Many surgery patients believe anesthesia puts them to sleep. A review article published in the New England Journal of Medicine reveals general anesthesia is a reversible coma, not sleep. Teaming neuroscience and sleep medicine, the article provides a framework for a better understanding of general anesthesia and its relation to sleep and coma.
Background Information
The lead author, Emory Brown, MD, PhD, is from the Massachusetts General Hospital Department of Anesthesia, Critical Care and Pain Management. Co-authors were Ralph Lydic, PhD, a sleep expert from the University of Michigan and Nicolas Schiff, MD, a coma expert from Weill Cornell Medical College. The researchers compared the physical signs and electroencephalogram (EEG) patterns of general anesthesia and sleep.
Findings
The article explains the significant differences between sleep and anesthesia. The following are key points from the review article.

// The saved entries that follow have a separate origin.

Issue #3907, opened 2026-03-09
Library product card three-dots menu intercepted by stretched link overlay


nyomanjyotisa:
## What

Clicking the three-dots action menu on product cards in the Library page (`/library`) navigates to the product download page instead of opening the action popover (Archive/Delete).

**Steps to reproduce:**
1. Navigate to `/library`
2. Click the three-dots (⋯) button on any product card

**Expected:** The action popover opens, showing Archive and Delete options.
**Actual:** The browser navigates to the product's download page.

Buyers cannot archive or delete products from their library.

https://github.com/user-attachments/assets/37019d33-4a33-4ff5-8d98-4c1a193fad3b

PR #3987, opened 2026-03-15
Fix add section button position

binary-koan:
Issue https://github.com/antiwork/gumroad/issues/3907

https://github.com/antiwork/gumroad/pull/3908 introduced a visual bug where the add section button is shifted down instead of being connected to the divider. There may be similar issues on other popovers, so I think the best solution is to revert the global `PopoverTrigger` change that the PR introduced and instead do a targeted fix on the Library page (which is what the original issue was about)

## Before

Screenshot 2026-03-15 at 16 53 47

## After

Profile is fixed:

Screenshot 2026-03-15 at 16 49 02

Clicking the ellipsis works in Library so the original issue is still solved:

Screenshot 2026-03-15 at 16 50 35

### DIFF
--- a/app/javascript/components/Popover.tsx
+++ b/app/javascript/components/Popover.tsx
@@ -21,7 +21,7 @@ export const PopoverTrigger = React.forwardRef<
 >(({ className, ...props }, ref) => (
   <PopoverPrimitive.Trigger
     ref={ref}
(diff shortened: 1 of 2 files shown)


binary-koan:
@nyomanjyotisa Merging this to fix the bug, but feel free to open a follow-up if there's a better solution

Issue #3993, opened 2026-03-16
Add authenticator app 2FA with recovery codes


gianfrancopiana:
## What

Add TOTP authenticator app support as a second 2FA method alongside the existing email OTP. Users can set up an authenticator app (1Password, Google Authenticator, etc.) from settings, receive recovery codes, and use it to log in.

Specifically:

- [x] Rename "Password" settings tab → "Password and Authentication"
- [x] Add 2FA section showing authenticator app status (not set up / enabled) — email runs automatically as invisible default, no UI mention needed
- [x] Authenticator setup flow: QR code + text secret + verify code before enabling
- [x] New `authenticator_otp_secret` per user (separate from email OTP secret)
- [x] Generate 10 single-use recovery codes at setup, stored hashed
- [ ] Login defaults to authenticator code input when enrolled, with "Use email instead" and "Use a recovery code" fallback links
- [x] Disable authenticator (requires entering current code to confirm)
- [ ] Regenerate recovery codes (invalidates old set)
- [ ] Flipper feature flag (`authenticator_2fa`) gates login flow for gradual rollout

## Why

Gumroad currently only supports email-based 2FA (enabled by default, no user-facing settings). Authenticator apps are standard.

The existing `active_model_otp` gem already generates TOTP-compatible codes. The main work is: a new secret for authenticator (isolated from email OTP), recovery codes, the settings UI, and updating the login flow to support multiple methods.

Passkeys, API key management in the auth tab, and personal access tokens are out of scope — follow-ups after this ships.

Issue #3998, opened 2026-03-16
Add disable authenticator and regenerate recovery codes to settings


gianfrancopiana:
## What

Backend endpoints are done (#4002). This issue covers the frontend management UI in the settings page:

- [x] "Disable authenticator" button → modal prompting for a current authenticator code → `DELETE /settings/totp` with code param
- [x] On disable success: section reverts to "Not set up" state
- [x] "Regenerate recovery codes" button → confirmation dialog → `POST /settings/totp/regenerate_recovery_codes`
- [x] Display new recovery codes with copy all / download as .txt (shared component with #3996)

## Why

Users need to be able to disable their authenticator (e.g., switching phones) and regenerate recovery codes from the settings page. The backend supports this but there's no UI for it yet.

Issue #3997, opened 2026-03-16
Add authenticator and recovery code verification to login flow


gianfrancopiana:
## What

Backend routing for TOTP login is done (#4002). This issue covers the remaining work:

- [x] Create Flipper flag `authenticator_2fa` (default OFF)
- [x] Gate the TOTP login branch in `prepare_for_two_factor_authentication` behind the flag (currently ungated)
- [x] Update `TwoFactorAuthentication/Show.tsx` to consume the `two_factor_method` prop:
  - `"totp"`: show authenticator code input, "Use email instead" and "Use a recovery code" links
  - `"email"`: existing UI (unchanged)
  - `"recovery"`: recovery code input with links back to authenticator/email
- [x] Add switch actions to `TwoFactorAuthenticationController` (`switch_to_email`, `switch_to_recovery`, `switch_to_authenticator`) with Rack::Attack throttle rules
- [ ] Add throttle rules for switch endpoints in `rack_attack.rb` (exact path matching, `user_id` in query string)

## Why

The login page currently shows email-only copy ("we have sent an Authentication Token") even when the backend routes to TOTP mode. Until this ships, the `authenticator_2fa` flag must stay OFF.

Issue #3994, opened 2026-03-16
Add "Password and Authentication" settings tab with 2FA status section


gianfrancopiana:
## What

- [x] Rename "Password" settings tab → "Password and authentication" in `PAGE_TITLES` and navigation
- [x] Add "Two-factor authentication" section below the password form
- [x] Display authenticator app status (not set up / enabled) — email 2FA is the invisible default, no UI mention needed
- [x] Pass `authenticator_app_enabled` from `SettingsPresenter#password_props` to frontend

No new models or logic — pure UI.

## Why

Foundation for the authenticator setup and management UI. Ships the tab rename immediately so subsequent PRs build on the new layout.

PR #4002, opened 2026-03-16
Add backend support for 2FA via authenticator app

ershad:
Ref: #3993

## What

Add backend support for TOTP-based 2FA via authenticator apps alongside the existing email OTP method. 

- A new `TotpCredential` model holds an independent OTP secret, keeping the two methods fully separate.
- Settings endpoints handle setup (QR code + secret), confirmation, teardown, and recovery code generation.
- Recovery codes are bcrypt-hashed and formatted as `XXXX-XXXX`.

During login, if TOTP is enabled, no email is sent - the user enters a code from their authenticator app or a recovery code instead.

## Why

Email-only 2FA is vulnerable to email compromise and adds friction with delivery delays. Authenticator apps are stronger (codes never leave the device) and faster.

Endpoints:

```
  POST   /settings/totp
  POST   /settings/totp/confirm                { code: "123456" }
  DELETE /settings/totp
  POST   /settings/totp/regenerate_recovery_codes
```

---

### DIFF
--- a/app/models/totp_credential.rb
+++ b/app/models/totp_credential.rb
@@ -37,14 +37,18 @@ class TotpCredential < ApplicationRecord
   end
 
   def redeem_recovery_code(code)
-    return false if recovery_codes.blank?
-
     normalized = code.to_s.upcase.delete("-").strip
-    matching_index = recovery_codes.index { |h| BCrypt::Password.new(h) == normalized }
-    return false unless matching_index
 
-    recovery_codes.delete_at(matching_index)
-    update!(recovery_codes:)
+    with_lock do
+      return false if recovery_codes.blank?
+
+      matching_index = recovery_codes.index { |h| BCrypt::Password.new(h) == normalized }
+      return false unless matching_index
+
+      recovery_codes.delete_at(matching_index)
+      update!(recovery_codes:)
+    end
+
     true
   end
 end


app/models/totp_credential.rb
```diff
@@ -0,0 +1,50 @@
...
+  def verify_code(code)
+    authenticate_otp(code, drift: DRIFT).present?
+  end
+
+  def totp_provisioning_uri
+    provisioning_uri(user.email, issuer: ISSUER_NAME)
+  end
+
+  def generate_recovery_codes
+    codes = Array.new(RECOVERY_CODE_COUNT) { SecureRandom.alphanumeric(RECOVERY_CODE_LENGTH).upcase }
```
ershad, line 30: Takes around ~1.8s. BCrypt is intentionally slow to make it resistant to brute force.

app/models/totp_credential.rb
```diff
@@ -0,0 +1,50 @@
...
+      recovery_codes_generated_at: Time.current
+    )
+    codes
+  end
+
+  def redeem_recovery_code(code)
+    return false if recovery_codes.blank?
+
+    normalized = code.to_s.upcase.delete("-").strip
+    matching_index = recovery_codes.index { |h| BCrypt::Password.new(h) == normalized }
```
ershad: Same here, can take up to ~1.8s in the worst case (when an invalid key is passed)

db/migrate/20260316000000_create_totp_credentials.rb
```diff
@@ -0,0 +1,14 @@
+# frozen_string_literal: true
+
+class CreateTotpCredentials < ActiveRecord::Migration[7.1]
+  def change
+    create_table :totp_credentials do |t|
+      t.references :user, null: false, index: { unique: true }
+      t.string :otp_secret, null: false
```
ershad, line 7: In a follow-up PR, we can move this to an encrypted field in the model.

ershad:
@gianfrancopiana please review.

app/controllers/concerns/two_factor_authentication_validator.rb
```diff
@@ -26,10 +27,20 @@ def skip_two_factor_authentication?(user)
   def prepare_for_two_factor_authentication(user)
     session[TWO_FACTOR_AUTH_USER_ID_SESSION_NAME] = user.id
 
-    # Do not send token if it's already present in the next URL (navigated from email login login to an unauthenticated session)
-    return if params[:next] && params[:next].include?(verify_two_factor_authentication_path(format: :html))
+    if user.totp_enabled?
```
ershad: No feature flag is needed in this PR since no user will have a confirmed `TotpCredential` record.

gianfrancopiana: Once a user confirms their TOTP credential, this kicks in on their next login — it sets the session to "totp" and skips sending the email. But the login page (`TwoFactorAuthentication/Show.tsx`) still says "we have sent an Authentication Token to your email" and shows a "Resend" button. No email was sent, so the user hits a dead end.

I understand the argument that no one has a confirmed `TotpCredential` today, but the moment someone uses `POST /settings/totp/confirm`, the login flow changes for them with no matching frontend UI or rollout control. The login page (`TwoFactorAuthentication/Show.tsx`) still shows the email-only copy and resend button – the frontend update from #3997 isn't covered by any open issue yet.

#3993 calls for a feature flag (`authenticator_2fa`) gating the login path specifically so we can control this. Could we gate this branch behind the flag? That way setup works immediately, but the login flow stays on email until the frontend update ships and the flag is turned on. I'll reopen #3997 to track the remaining frontend work.

app/controllers/settings/totp_controller.rb
```diff
@@ -0,0 +1,76 @@
...
+      credential.update!(confirmed_at: Time.current)
+      codes = credential.generate_recovery_codes
+
+      render json: { success: true, recovery_codes: format_recovery_codes(codes) }
+    else
+      render json: { success: false, error_message: "Invalid code. Please try again." }, status: :unprocessable_entity
+    end
+  end
+
+  def destroy
```
gianfrancopiana, line 43: This deletes the TOTP credential without asking the user to prove they have access to their authenticator. If someone gets hold of an active session (shared computer, session hijack, etc.), they can silently remove the stronger 2FA factor.

#3998 (now closed because this PR handles everything) calls for requiring a current authenticator code before disabling. Can we add a `params[:code]` that gets verified via `credential.verify_code` before destroying the credential?

spec/controllers/two_factor_authentication_controller_spec.rb
```diff
@@ -245,5 +245,89 @@
...
+      end
+
+      it "rejects an invalid TOTP code" do
+        post :create, params: { token: "invalid", user_id: @user.encrypted_external_id }
+
+        expect(flash[:warning]).to eq "Invalid token, please try again."
+        expect(response).to redirect_to(two_factor_authentication_path)
+      end
+
+      it "does not accept email OTP codes when TOTP is the method" do
```
gianfrancopiana, line 301: This test only checks that the session method stayed "totp". It doesn't assert that the login was actually rejected. If someone accidentally made `valid_two_factor_token?` accept email OTPs in TOTP mode, this test would still pass.

Could we assert on the response instead? Something like:

```ruby
expect(response).to redirect_to(two_factor_authentication_path)
expect(flash[:warning]).to eq("Invalid token, please try again.")
```

That way the test actually breaks if the isolation between TOTP and email auth is lost.

app/controllers/concerns/two_factor_authentication_validator.rb
ershad: > I understand the argument that no one has a confirmed TotpCredential today, but the moment someone uses POST /settings/totp/confirm, the login flow changes for them with no matching frontend UI or rollout control. 

That's low risk, right? Who would want to manually send a POST request without a UI to intentionally block themselves from accessing their account? 😅 

But yes, we can add a feature flag to cover all cases.

app/controllers/settings/totp_controller.rb
ershad: Makes sense. Will update.

spec/controllers/two_factor_authentication_controller_spec.rb
ershad: Sure 👍🏼

app/controllers/concerns/two_factor_authentication_validator.rb
gianfrancopiana: Thanks! For the flag name, I'm using `authenticator_2fa` in #3994 (the settings UI) to gate the 2FA section visibility. If you use the same flag here, one flag controls everything: settings UI, login routing, and the setup/management endpoints. That way we can flip it on for the team to test end-to-end and roll out together.

app/controllers/settings/totp_controller.rb
ershad: Thinking more about (and confirmed with @gianfrancopiana), we will run into more issues if we require TOTP to disable/delete 2FA via authenticator. For example, there could be users who logged in with their last recovery code, and they wouldn't be able to use it here. For now, let's remove the condition and revisit it if we run into issues. The chances of this becoming a security problem is very slim.

app/controllers/concerns/two_factor_authentication_validator.rb
ershad: Sounds good, used the same flag here: https://github.com/antiwork/gumroad/pull/4002/changes#diff-6aa9eb9661bd69f3ee8ab181ff09bc41ac2e7b6751ddc4bfccdd8cadcf276b93R30

ershad:
@gianfrancopiana please review.

app/models/totp_credential.rb
```diff
@@ -0,0 +1,50 @@
...
+    return false unless matching_index
+
+    recovery_codes.delete_at(matching_index)
+    update!(recovery_codes:)
```
gianfrancopiana: This looks racy: two near-simultaneous requests can both load the same `recovery_codes` value, both match the same code, and both return success before either `update!` lands. I was able to reproduce that locally. Can we wrap the lookup + delete + update in `with_lock` (and reload inside the lock) so a recovery code can't be redeemed twice?

ershad: Makes sense, updated here: https://github.com/antiwork/gumroad/pull/4002/changes/02948c92f98dc4753844c81a52bc97398638afd4

PR #4005, opened 2026-03-17
Migrate [hidden] attribute style to Tailwind classes

binary-koan:
Issue #3008 

Removes the default style on `[hidden]` elements and replaces the property with the Tailwind `hidden` class. Note that this shouldn't affect accessibility as screen readers ignore `display: none` elements just like `hidden` ones.

This one we could arguably keep in CSS, but I think it's clearer if we're consistent and always use inline classes.

No visual changes, some examples:

* Discover - search suggestions are hidden
01-discover

* Widgets - the inactive tab is hidden
02-widgets

* Product page - microdata divs are hidden
03-product-page

* Profile page - rich text toolbar hidden when not focused
Screenshot 2026-03-17 at 01 03 15


binary-koan:
@SalmanNajah Could you take a look at this as well?

PR #4719, opened 2026-04-23
Fetch moderation images as base64 + retry on download failures

gumclaw:
## Problem
OpenAI's image fetcher intermittently fails with 'Failed to download image' errors during content moderation, blocking product publishes.

## Fix 1: Base64 image encoding
Instead of passing image URLs for OpenAI to fetch, we now:
1. Fetch images ourselves via `Net::HTTP`
2. Downscale to 512px max dimension (don't need high res for moderation)
3. Compress to 75% JPEG quality
4. Send as `data:image/jpeg;base64,...` data URIs

This eliminates OpenAI's image fetcher entirely. The ~33% base64 overhead is offset by the downscaling (512px JPEG is small).

New `ContentModeration::ImageEncoder` class handles fetch + resize + encode. Uses MiniMagick (already in the Gemfile).

Applied to both:
- `PromptStrategy` (GPT-4o-mini content evaluation)
- `ClassifierStrategy` (omni-moderation API)

## Fix 2: Retry on download failures
Both strategies now wrap OpenAI calls in a 3x retry loop with exponential backoff (0.5s, 1s, 1.5s). Only retries on 'Failed to download image' errors, re-raises everything else immediately.

## Files changed
- `app/services/content_moderation/image_encoder.rb` (new)
- `app/services/content_moderation/strategies/prompt_strategy.rb`
- `app/services/content_moderation/strategies/classifier_strategy.rb`

### DIFF
--- a/app/controllers/customers_controller.rb
+++ b/app/controllers/customers_controller.rb
@@ -3,6 +3,8 @@
 class CustomersController < Sellers::BaseController
   include CurrencyHelper
 
+  rescue_from Faraday::TimeoutError, with: :handle_search_timeout
+
 
   before_action :authorize
   before_action :set_on_page_type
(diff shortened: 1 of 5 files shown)


ershad:
This is on hold while we monitor the existing setup.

- Only the deepest stages of sleep are similar to the lightest phases of anesthesia
- Natural sleep has predictable phases, while general anesthesia takes patients to the phase that is most appropriate for the procedure
- General anesthesia phases for surgery most resemble states of coma
The study suggests other uses for anesthesia. For example, very low doses of ketamine shows reduced symptoms in chronically depressed patients. The article also describes the case of a brain-injured patient who recovered some function through the administration of the sleep-inducing drug zolpidem (Ambien).